• **DIRECTIONS FOR THIS TASK**
In the listing below, how many lines include "unreachable"? Give the number and no other text.

• **PROVIDED RECORDS**

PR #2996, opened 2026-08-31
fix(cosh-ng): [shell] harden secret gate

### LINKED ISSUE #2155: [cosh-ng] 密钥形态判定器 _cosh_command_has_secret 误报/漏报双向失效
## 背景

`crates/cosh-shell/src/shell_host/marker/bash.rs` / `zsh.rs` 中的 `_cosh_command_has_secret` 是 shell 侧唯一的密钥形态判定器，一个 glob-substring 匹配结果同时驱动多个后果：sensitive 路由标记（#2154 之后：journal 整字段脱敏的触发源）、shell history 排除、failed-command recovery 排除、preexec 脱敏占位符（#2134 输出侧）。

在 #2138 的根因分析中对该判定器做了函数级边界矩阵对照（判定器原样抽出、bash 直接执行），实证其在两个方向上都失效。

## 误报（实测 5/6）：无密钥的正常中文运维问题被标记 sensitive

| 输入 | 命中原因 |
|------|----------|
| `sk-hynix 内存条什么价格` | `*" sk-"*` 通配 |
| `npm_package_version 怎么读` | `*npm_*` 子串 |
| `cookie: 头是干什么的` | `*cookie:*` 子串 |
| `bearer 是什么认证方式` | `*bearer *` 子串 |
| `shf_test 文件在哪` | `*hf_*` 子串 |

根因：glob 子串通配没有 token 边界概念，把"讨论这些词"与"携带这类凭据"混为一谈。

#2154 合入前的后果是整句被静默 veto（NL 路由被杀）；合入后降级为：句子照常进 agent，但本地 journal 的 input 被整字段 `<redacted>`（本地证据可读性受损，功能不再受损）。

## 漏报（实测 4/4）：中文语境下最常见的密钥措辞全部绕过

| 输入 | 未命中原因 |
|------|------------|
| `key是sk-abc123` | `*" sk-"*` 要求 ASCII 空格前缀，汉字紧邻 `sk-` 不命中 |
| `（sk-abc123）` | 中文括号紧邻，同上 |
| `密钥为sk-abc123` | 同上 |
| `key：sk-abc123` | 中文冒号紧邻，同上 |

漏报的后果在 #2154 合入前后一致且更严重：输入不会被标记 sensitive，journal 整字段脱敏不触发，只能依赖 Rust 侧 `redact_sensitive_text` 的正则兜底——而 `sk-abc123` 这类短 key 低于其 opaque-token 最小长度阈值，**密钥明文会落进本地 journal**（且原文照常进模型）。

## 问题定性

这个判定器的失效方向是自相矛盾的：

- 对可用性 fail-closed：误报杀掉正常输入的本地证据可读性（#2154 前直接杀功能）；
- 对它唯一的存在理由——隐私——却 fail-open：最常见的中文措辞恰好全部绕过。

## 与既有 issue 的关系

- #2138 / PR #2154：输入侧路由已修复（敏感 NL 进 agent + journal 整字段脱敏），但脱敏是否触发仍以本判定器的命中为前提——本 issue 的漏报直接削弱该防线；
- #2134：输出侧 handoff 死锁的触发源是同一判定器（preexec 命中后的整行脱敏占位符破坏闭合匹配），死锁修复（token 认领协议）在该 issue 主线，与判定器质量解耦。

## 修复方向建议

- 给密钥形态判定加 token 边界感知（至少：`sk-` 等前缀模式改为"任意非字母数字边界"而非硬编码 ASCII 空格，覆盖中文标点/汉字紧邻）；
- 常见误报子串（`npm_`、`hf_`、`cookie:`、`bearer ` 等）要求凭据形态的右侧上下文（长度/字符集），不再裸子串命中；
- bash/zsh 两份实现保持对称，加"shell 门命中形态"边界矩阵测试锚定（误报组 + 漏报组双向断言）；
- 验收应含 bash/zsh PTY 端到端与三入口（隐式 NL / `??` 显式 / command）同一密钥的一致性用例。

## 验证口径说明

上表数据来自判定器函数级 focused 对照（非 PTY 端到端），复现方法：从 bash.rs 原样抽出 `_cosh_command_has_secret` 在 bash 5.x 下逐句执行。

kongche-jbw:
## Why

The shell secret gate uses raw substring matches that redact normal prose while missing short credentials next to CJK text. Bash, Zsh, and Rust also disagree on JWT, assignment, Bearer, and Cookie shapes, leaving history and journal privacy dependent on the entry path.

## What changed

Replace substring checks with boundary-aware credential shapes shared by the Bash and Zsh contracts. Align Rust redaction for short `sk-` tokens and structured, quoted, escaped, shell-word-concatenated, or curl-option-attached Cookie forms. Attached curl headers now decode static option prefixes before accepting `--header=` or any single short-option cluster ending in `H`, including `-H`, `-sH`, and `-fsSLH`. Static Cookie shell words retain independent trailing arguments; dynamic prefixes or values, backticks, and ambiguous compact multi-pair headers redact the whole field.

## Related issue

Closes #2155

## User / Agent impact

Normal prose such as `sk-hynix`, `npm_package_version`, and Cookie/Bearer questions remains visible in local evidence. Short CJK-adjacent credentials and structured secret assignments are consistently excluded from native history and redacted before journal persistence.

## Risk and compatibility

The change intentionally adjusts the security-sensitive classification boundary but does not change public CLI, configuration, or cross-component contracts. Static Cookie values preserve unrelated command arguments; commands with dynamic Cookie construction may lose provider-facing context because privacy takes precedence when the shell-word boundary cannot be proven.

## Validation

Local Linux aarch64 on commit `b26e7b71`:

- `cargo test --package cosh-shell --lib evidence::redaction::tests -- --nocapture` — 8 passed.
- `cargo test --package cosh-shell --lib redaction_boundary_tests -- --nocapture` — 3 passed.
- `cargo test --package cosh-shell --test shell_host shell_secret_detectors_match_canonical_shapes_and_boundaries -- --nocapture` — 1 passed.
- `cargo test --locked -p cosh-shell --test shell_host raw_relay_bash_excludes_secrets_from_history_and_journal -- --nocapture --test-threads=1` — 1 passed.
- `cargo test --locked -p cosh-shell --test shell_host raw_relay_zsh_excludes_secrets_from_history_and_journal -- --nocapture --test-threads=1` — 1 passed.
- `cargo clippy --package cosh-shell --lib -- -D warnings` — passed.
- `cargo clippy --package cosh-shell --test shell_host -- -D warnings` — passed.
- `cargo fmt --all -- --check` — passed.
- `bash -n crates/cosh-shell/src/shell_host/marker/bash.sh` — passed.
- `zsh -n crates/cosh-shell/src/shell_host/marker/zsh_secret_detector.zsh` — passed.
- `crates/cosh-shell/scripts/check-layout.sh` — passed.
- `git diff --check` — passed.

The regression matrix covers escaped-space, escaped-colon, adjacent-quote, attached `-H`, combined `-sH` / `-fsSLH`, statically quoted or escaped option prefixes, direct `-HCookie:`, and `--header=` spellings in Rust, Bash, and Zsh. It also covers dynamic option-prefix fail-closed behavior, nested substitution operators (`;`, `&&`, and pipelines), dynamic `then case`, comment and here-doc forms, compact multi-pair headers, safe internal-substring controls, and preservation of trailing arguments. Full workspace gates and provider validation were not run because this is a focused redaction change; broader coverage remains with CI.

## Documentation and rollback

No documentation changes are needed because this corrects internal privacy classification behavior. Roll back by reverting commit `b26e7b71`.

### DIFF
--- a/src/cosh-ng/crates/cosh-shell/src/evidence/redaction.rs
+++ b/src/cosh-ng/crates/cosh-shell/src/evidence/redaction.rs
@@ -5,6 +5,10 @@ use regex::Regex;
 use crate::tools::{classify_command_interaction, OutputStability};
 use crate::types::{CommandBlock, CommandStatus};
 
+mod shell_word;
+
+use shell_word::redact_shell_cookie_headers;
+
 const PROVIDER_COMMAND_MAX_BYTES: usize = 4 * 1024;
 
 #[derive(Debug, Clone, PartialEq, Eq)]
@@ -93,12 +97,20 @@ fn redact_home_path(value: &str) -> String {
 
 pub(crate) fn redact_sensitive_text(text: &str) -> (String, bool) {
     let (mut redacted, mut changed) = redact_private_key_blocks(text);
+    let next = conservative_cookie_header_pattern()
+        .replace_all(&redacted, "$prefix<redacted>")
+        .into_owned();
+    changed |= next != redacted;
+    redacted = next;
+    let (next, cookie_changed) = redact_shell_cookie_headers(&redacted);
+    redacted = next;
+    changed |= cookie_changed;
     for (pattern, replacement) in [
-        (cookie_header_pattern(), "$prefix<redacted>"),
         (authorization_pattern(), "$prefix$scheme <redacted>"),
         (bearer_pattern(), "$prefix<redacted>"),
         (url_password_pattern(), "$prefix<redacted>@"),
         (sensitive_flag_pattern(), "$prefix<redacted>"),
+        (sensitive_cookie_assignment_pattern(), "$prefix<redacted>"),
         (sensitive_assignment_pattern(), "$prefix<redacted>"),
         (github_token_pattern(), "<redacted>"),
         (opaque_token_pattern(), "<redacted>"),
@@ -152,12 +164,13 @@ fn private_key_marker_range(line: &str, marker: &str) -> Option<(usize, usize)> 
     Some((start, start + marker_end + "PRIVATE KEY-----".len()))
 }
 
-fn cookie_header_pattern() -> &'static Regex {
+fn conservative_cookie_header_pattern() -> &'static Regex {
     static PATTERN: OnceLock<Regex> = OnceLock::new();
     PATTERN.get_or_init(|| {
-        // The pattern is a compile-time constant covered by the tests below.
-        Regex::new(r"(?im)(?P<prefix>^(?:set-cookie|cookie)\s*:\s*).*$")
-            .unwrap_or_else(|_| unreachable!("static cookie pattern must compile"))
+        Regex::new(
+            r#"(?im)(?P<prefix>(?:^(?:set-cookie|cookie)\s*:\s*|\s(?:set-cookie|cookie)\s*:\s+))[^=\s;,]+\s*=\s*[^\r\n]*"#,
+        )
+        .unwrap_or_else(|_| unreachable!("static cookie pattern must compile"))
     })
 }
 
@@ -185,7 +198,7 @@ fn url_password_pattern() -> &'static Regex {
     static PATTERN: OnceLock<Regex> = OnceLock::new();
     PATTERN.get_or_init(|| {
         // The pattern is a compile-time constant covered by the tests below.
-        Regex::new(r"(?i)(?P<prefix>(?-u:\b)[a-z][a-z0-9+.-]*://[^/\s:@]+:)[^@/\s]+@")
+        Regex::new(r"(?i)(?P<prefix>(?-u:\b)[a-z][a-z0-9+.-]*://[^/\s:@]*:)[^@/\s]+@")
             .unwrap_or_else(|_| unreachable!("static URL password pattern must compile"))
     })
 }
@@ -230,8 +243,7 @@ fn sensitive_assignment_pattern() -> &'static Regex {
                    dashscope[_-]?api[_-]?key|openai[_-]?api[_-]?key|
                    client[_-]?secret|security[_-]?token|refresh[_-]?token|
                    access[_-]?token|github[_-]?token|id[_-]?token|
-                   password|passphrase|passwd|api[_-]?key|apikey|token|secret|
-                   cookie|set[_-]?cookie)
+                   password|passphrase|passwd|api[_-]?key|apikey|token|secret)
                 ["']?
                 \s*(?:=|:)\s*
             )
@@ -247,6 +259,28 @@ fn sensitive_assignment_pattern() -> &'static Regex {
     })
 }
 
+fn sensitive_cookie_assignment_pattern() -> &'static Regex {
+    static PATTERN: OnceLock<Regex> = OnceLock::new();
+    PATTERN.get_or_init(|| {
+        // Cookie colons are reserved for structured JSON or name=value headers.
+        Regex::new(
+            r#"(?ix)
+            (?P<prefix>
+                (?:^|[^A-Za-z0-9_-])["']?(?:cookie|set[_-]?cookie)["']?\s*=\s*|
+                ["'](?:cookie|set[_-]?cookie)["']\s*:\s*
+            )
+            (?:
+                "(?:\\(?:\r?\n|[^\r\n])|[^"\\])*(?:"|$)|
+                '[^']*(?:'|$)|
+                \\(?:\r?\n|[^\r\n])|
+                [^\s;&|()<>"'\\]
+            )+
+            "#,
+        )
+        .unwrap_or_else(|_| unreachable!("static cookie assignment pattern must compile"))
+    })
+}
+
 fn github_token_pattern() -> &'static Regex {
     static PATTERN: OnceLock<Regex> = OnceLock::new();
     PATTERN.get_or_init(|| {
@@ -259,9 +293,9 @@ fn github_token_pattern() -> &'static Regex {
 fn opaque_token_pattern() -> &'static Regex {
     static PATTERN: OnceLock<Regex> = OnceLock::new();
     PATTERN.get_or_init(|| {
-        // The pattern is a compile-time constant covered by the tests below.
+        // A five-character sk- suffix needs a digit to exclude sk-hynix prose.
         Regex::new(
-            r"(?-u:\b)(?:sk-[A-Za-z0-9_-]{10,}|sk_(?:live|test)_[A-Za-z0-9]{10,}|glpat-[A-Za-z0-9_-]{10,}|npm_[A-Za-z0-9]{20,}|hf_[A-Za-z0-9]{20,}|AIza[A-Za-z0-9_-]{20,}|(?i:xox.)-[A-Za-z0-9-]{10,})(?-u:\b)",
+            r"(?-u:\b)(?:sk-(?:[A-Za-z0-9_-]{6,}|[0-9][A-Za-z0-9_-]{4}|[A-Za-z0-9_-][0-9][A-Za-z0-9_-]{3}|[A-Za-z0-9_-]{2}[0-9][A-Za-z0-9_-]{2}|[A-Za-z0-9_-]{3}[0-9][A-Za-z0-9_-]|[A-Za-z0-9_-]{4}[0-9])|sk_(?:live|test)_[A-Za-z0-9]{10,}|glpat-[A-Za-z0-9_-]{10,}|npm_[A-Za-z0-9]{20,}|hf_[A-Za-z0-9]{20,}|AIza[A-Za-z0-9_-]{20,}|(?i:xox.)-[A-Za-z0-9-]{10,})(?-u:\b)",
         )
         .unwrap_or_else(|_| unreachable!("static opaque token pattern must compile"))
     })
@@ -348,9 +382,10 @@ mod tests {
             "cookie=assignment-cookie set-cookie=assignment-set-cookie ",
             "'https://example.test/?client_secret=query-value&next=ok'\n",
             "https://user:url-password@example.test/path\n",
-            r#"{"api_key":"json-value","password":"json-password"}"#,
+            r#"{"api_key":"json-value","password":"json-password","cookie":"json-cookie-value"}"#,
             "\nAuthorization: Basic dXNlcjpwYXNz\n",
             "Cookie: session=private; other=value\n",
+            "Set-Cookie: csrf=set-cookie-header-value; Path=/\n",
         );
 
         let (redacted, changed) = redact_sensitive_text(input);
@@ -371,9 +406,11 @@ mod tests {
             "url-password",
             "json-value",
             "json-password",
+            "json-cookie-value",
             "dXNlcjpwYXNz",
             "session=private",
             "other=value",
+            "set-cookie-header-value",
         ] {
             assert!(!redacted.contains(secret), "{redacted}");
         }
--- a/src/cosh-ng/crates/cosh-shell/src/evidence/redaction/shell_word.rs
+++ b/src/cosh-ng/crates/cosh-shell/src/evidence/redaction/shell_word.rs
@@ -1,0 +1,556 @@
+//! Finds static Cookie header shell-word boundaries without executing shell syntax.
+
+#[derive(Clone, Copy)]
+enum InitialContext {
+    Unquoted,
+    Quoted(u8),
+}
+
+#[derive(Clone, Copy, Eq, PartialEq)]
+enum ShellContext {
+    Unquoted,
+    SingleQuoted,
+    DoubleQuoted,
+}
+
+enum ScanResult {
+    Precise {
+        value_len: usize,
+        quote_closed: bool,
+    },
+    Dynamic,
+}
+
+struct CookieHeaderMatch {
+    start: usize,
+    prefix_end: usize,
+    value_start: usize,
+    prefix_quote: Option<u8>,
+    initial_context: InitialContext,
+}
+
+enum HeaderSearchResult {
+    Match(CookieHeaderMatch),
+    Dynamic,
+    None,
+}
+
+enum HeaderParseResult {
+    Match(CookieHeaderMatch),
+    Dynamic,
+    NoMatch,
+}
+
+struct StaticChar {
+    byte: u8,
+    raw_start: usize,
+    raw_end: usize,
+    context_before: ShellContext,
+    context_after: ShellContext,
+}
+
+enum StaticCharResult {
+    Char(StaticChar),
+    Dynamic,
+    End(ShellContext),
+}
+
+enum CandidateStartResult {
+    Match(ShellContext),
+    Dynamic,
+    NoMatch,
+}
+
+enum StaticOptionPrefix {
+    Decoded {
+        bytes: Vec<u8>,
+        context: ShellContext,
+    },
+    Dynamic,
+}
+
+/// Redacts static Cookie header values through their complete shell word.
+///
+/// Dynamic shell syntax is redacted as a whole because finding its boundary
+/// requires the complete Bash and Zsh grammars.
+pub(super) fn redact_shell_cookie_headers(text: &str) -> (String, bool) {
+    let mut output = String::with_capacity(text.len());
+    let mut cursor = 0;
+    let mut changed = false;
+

• **SOLUTION TO THIS EXERCISE**
5